--- Stored items ---

______

PR #8181, opened 2025-08-31
power: faster verilator to generate .vcd file

oharboe:


oharboe:
@maliberty With this change, power testing, based on estimated parasitics of cts w/verilator .vcd simulation, finishes before detailed routing of mock-array.

maliberty:
How does --flatten change when it happens in the flow?

oharboe:
> How does --flatten change when it happens in the flow?

It doesnt change anything in the .vcd: it just inlines C++ modules for  behavioral models of flip flops, buffers, etc. which are pathologically slow to generate for some reason. I dont particularly want or need to know why verilator is slow here, I am happy with the pinata result and power.tcl checks that all pins are annotated by the .vcs file, so we are good...

maliberty (approved):

PR #8182, opened 2025-08-31
Support for Rectilinear Dies in PPL

gs-chaitanya:
This PR aims to add support for pin placement for rectilinear dies. Rectilinear die edges are treated as odb::Line objects and, therefore, new functions were made as replacements for old functions in the flow, which used the Edge enum to deal with edges.
A new function for calculating pin orientations was developed which uses Ray Tracing to properly determine which side of the edge face the polygon. (New PR after fixing merge issues)


test/final.def
eder-matheus, line 1: It seems this file is not used anywhere. Please remove it.

src/ppl/src/IOPlacer.tcl
```diff
@@ -216,18 +216,27 @@ sta::define_cmd_args "place_pins" {[-hor_layers h_layers]\
                                   [-exclude region]\
                                   [-group_pins pin_list]\
                                   [-annealing] \
-                                  [-write_pin_placement file_name]
+                                  [-write_pin_placement file_name]\
+                                  [is_rectilinear_die]
```
eder-matheus: The tool should be able to identify if the design has a polygonal die area automatically. There shouldn't be a new option in the tool.

src/ppl/src/Core.h
```diff
@@ -74,6 +77,7 @@ class Core
   std::map<int, int> min_width_x_;
   std::map<int, int> min_width_y_;
   int database_unit_;
+  std::vector<odb::Line> polygon_edges_;  // stores edges of the polygon
```
eder-matheus: A more descritive name would be `die_edges_` or `die_area_edges_`. It would also be consistent with the function `getDieAreaEdges` that you've created.

src/sta
eder-matheus, line 1: There shouldn't be changes in the sta submodule. Please look at the current commit of sta in the OpenROAD master branch and update the sta commit in your branch accordingly.

src/ppl/src/IOPlacer.cpp
```diff
@@ -442,6 +446,34 @@ bool IOPlacer::checkBlocked(Edge edge, const odb::Point& pos, int layer)
...
+        || blocked_interval.getLayer() == layer) {
+      if (coord > blocked_interval.getBegin()
+          && coord < blocked_interval.getEnd()) {
+        return true;
+      }
+    }
+  }
+
+  return false;
+}
```
eder-matheus: The differences between this function and `checkBlocked` are very small. I would like to see them merged into a single one.

You could take both `Edge` and `odb::Line` as arguments. If you're handling an Edge, the odb::Line could be an empty line. If you're handling a line, the `Edge` can be `Edge::invalid`

src/ppl/src/IOPlacer.cpp
```diff
@@ -2128,6 +2600,101 @@ void IOPlacer::runHungarianMatching()
   clear();
 }
 
+void IOPlacer::runHungarianMatchingPolygon()
```
eder-matheus: I don't think you need an specific run function for polygon shapes. The only difference I see here is the call of the `assignPinsToSectionsPolygon(constrained_pins_cnt);` function (correct me if I'm wrong, please). You could just update the original `runHungarianMatching` function with a check if the die is polygonal or not, and call the appropriate function according to the die shape (rectangle or polygon).

src/ppl/src/IOPlacer.i
```diff
@@ -159,6 +159,12 @@ run_hungarian_matching()
   getIOPlacer()->runHungarianMatching();
 }
 
+void
+run_hungarian_matching_polygon()
+{
+  getIOPlacer()->runHungarianMatchingPolygon();
+}
```
eder-matheus: You won't need this function once you automatically detect the die shape.

src/ppl/src/IOPlacer.cpp
```diff
@@ -819,6 +898,109 @@ std::vector<Point> IOPlacer::findLayerSlots(const int layer, const Edge edge)
   return slots;
 }
 
+std::vector<Point> IOPlacer::findLayerSlotsPolygon(const int layer,
```
eder-matheus: My comments here are similar to the comment in the `checkBlockedPolygon` function. The differences between the `findLayerSlotsPolygon` and `findLayerSlots` are small and don't justify having two different functions, specially when they are very long functions.

Please merge them into a single one, using the same logic suggested previously.

src/ppl/src/IOPlacer.cpp
```diff
@@ -933,6 +1174,40 @@ void IOPlacer::findSections(int begin,
...
+    }
+    n_sec.begin_slot = begin;
+    n_sec.end_slot = end_slot;
+    n_sec.used_slots = 0;
+    n_sec.edge = Edge::polygonEdge;
+
+    sections.push_back(n_sec);
+    begin = ++end_slot;
+  }
+}
```
eder-matheus: Notice how the `odb::Line poly_edge` is not even used inside the function. You should have only the `findSections` function, and pass a `bool` determine if the section will be for an `Edge::polygonEdge` or for a regular Edge.

eder-matheus: Now that I notice, this function is not even used in your code. This can just be removed.

src/ppl/src/IOPlacer.cpp
eder-matheus: You'll need to update `runAnnealing()` too.

src/ppl/src/IOPlacer.cpp
```diff
@@ -709,7 +741,54 @@ void IOPlacer::findSlots(const std::set<int>& layers, Edge edge)
...
       bool blocked = checkBlocked(edge, pos, layer);
-      slots_.push_back({blocked, false, pos, layer, edge});
+      // For regular die boundary edges, use default-constructed line
+      odb::Line empty_line;  // Default constructor creates empty line
+      slots_.push_back({blocked, false, pos, layer, edge, empty_line});
+    }
+  }
+}
+
+void IOPlacer::findSlotsPolygon(const std::set<int>& layers, odb::Line line)
```
eder-matheus: This function should be merged with `findSlots` too. The differences between them are pretty minor, and could follow the same logic you'll apply for the other functions that will be merged.

src/ppl/src/IOPlacer.cpp
```diff
@@ -899,6 +1081,65 @@ void IOPlacer::defineSlots()
...
+void IOPlacer::defineSlotsPolygon()
+{
+  for (auto line : core_->getDieAreaEdges()) {
+    bool is_vertical_pin = (line.pt0().getY() == line.pt1().getY());
+    if (is_vertical_pin) {
+      findSlotsPolygon(ver_layers_, line);
+    } else {
+      findSlotsPolygon(hor_layers_, line);
+    }
+  }
```
eder-matheus: It seems that only this block of code is different when comparing wiwth `defineSlots`. Merge both functions too.

src/ppl/src/IOPlacer.cpp
```diff
@@ -1293,6 +1635,59 @@ bool IOPlacer::assignPinsToSections(int assigned_pins_count)
   return false;
 }
 
+bool IOPlacer::assignPinsToSectionsPolygon(int assigned_pins_count)
+{
+  Netlist* net = netlist_.get();
+  std::vector<Section>& sections = sections_;
+
+  createSectionsPolygon();
```
eder-matheus: This call is the only thing different from `assignPinsToSections`. Merge them into a single function.

src/ppl/src/IOPlacer.cpp
```diff
@@ -1417,6 +1812,83 @@ void IOPlacer::updateOrientation(IOPin& pin)
   }
 }
 
+bool IOPlacer::isPointInsidePolygon(odb::Point point,
```
eder-matheus, line 1567: Add a brief comment describing how the ray casting algorithm works.

eder-matheus (changes requested):

src/ppl/src/Core.h
gs-chaitanya: refactored

src/ppl/src/IOPlacer.cpp
gs-chaitanya: merged them for now, but we need to discuss a better way to handle branching the flow for normal die vs polygon

src/ppl/src/IOPlacer.i
```diff
@@ -159,6 +159,12 @@ run_hungarian_matching()
   getIOPlacer()->runHungarianMatching();
 }
 
+// void
+// run_hungarian_matching_polygon()
+// {
+//   getIOPlacer()->runHungarianMatchingPolygon();
+// }
```
eder-matheus: Remove commented code that will not be used anymore.

src/ppl/include/ppl/IOPlacer.h
```diff
@@ -202,14 +215,18 @@ class IOPlacer
...
   void updatePinArea(IOPin& pin);
   void movePinToTrack(odb::Point& pos,
                       int layer,
                       int width,
                       int height,
                       const Rect& die_boundary);
   Interval getIntervalFromPin(IOPin& io_pin, const Rect& die_boundary);
-  bool checkBlocked(Edge edge, const odb::Point& pos, int layer);
+  bool checkBlocked(Edge edge, odb::Line, const odb::Point& pos, int layer);
+  // bool checkBlockedPolygon(odb::Line& line, const odb::Point& pos, int
```
eder-matheus: Remove commented code.

src/ppl/include/ppl/IOPlacer.h
```diff
@@ -89,6 +90,7 @@ class IOPlacer
   void clear();
   void clearConstraints();
   void runHungarianMatching();
+  // void runHungarianMatchingPolygon();
```
eder-matheus: Remove commented code.

src/ppl/src/IOPlacer.cpp
```diff
@@ -703,30 +719,66 @@ void IOPlacer::findSlots(const std::set<int>& layers, Edge edge)
...
+      }
     }
   }
 }
 
-std::vector<Point> IOPlacer::findLayerSlots(const int layer, const Edge edge)
+std::vector<Point> IOPlacer::findLayerSlots(const int layer,
+                                            const Edge edge,
+                                            odb::Line line,
+                                            bool isDiePolygon)
```
eder-matheus: `isDiePolygon` --> `is_die_polygon`

gs-chaitanya: corrected this in all the functions

QuantamHD:
@gs-chaitanya Congratulations! Very nice work!

gs-chaitanya:
Thanks @QuantamHD 
Thank you, @eder-matheus and @gudeh, for your guidance!

PR #8190, opened 2025-09-01
grt: introduce CUGR-2 as an alternative solver for global routing

eder-matheus:
CUGR-2 original code can be found here: https://github.com/cuhk-eda/cu-gr-2

Original license is added inside the cugr directory and was preserved untouched.

This is the first step on integrating the new solver. Initial tests shows better wirelength results in the final routing, but a few designs ended with DRCs in the private CI. Also, support for incremental repairs are necessary.


src/grt/src/cugr/README.md
```diff
@@ -0,0 +1,75 @@
...
+Please read our paper for more technical details:
+
+* Jinwei Liu, Evangeline F. Y. Young,
+EDGE: Efficient DAG-Based Global Routing Engine,
+ACM/IEEE Design Automation Conference (DAC), San Francisco, CA, USA, July 9-13, 2023.
+
+(CUGR 2.0 supports ICCAD'19 benchmarks ([v2](http://iccad-contest.org/2019/Problem_C/iccad19_benchmarks_v2.tar.gz), [hidden](http://iccad-contest.org/2019/Problem_C/iccad19_hidden_benchmarks.tar.gz)).
+This version of code is consistent with the DAC paper.)
+
+## 1. How to Build
```
maliberty: No need to keep the "How to Build" section

src/grt/src/cugr/README.md
```diff
@@ -0,0 +1,75 @@
...
+CUGR 2.0 is a detailed routability-driven global router and its solution quality is solely determined by the final detailed routing results.
+
+Please read our paper for more technical details:
+
+* Jinwei Liu, Evangeline F. Y. Young,
+EDGE: Efficient DAG-Based Global Routing Engine,
+ACM/IEEE Design Automation Conference (DAC), San Francisco, CA, USA, July 9-13, 2023.
+
+(CUGR 2.0 supports ICCAD'19 benchmarks ([v2](http://iccad-contest.org/2019/Problem_C/iccad19_benchmarks_v2.tar.gz), [hidden](http://iccad-contest.org/2019/Problem_C/iccad19_hidden_benchmarks.tar.gz)).
+This version of code is consistent with the DAC paper.)
```
maliberty: rm as "This version of code is consistent with the DAC paper" is unlikely to remain true and the benchmarks are not important in the OR context.

src/grt/src/cugr/README.md
```diff
@@ -0,0 +1,75 @@
...
+**Step 2:** Go to the project root and build by
+```bash
+$ cd cu-gr-2
+$ scripts/build.py -o release
+```
+
+Note that this will generate two folders under the root, `build` and `run` (`build` contains intermediate files for build/compilation, while `run` contains binaries and auxiliary files).
+More details are in [`scripts/build.py`](scripts/build.py).
+
+### 1.1. Dependencies
```
maliberty: rm dependencies section - stale in OR.

src/grt/src/GlobalRouter.tcl
```diff
@@ -149,15 +149,16 @@ sta::define_cmd_args "global_route" {[-guide_file out_file] \
                                   [-allow_congestion] \
                                   [-verbose] \
                                   [-start_incremental] \
-                                  [-end_incremental]
+                                  [-end_incremental] \
+                                  [-use_cugr]
```
maliberty, line 153: This will need to be documented but lets hold off until we have more confidence.

eder-matheus: I think the `Run Docs Test` will fail in the jenkins run if I don't add it. Perhaps I can add it with a disclaimer that it's not ready for production yet?

maliberty: Ok.

maliberty (approved):
we can deal with clang-tidy later

maliberty:
@hzeller FYI there may be new IWYU changes needed for this newly imported code.  Its still experimental so not a high priority; just want you to be aware.

PR #8192, opened 2025-09-01
test: add option for pre-placed macros in flow.tcl

AcKoucher:


test/flow.tcl
```diff
@@ -56,6 +56,10 @@ source $tracks_file
 # remove buffers inserted by synthesis
 remove_buffers
 
+if { $pre_placed_macros_file != "" } {
```
eder-matheus, line 59: The regression tests are failing because it can't find this variable. I believe you'll have to add it into the `.vars` file of each tech with the default value of `""` to prevent the error.

AcKoucher:
@eder-matheus I just realized that I have to add an empty file string to the existing tests in order for them not to fail with these changes. I'll ping once it's done.

eder-matheus (approved):

PR #8195, opened 2025-09-01
IWYU: Include needed odb headers in files uses classes from them.

hzeller:
Fixing about 1500 misc-include-cleaner clang-tidy warnings.


hzeller:
Some of the forward declarations are probably obsolete now, but I didn't specifically target that. And if a forward declaration is there and might be sufficient, clang-tidy will also not complain about the missing header. First I want to focus on adding all headers, then go from there.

______

--- Your objective ---
In the preceding records, how many lines include the word "when"? Reply with the number only.

--- Solution for this exercise ---
4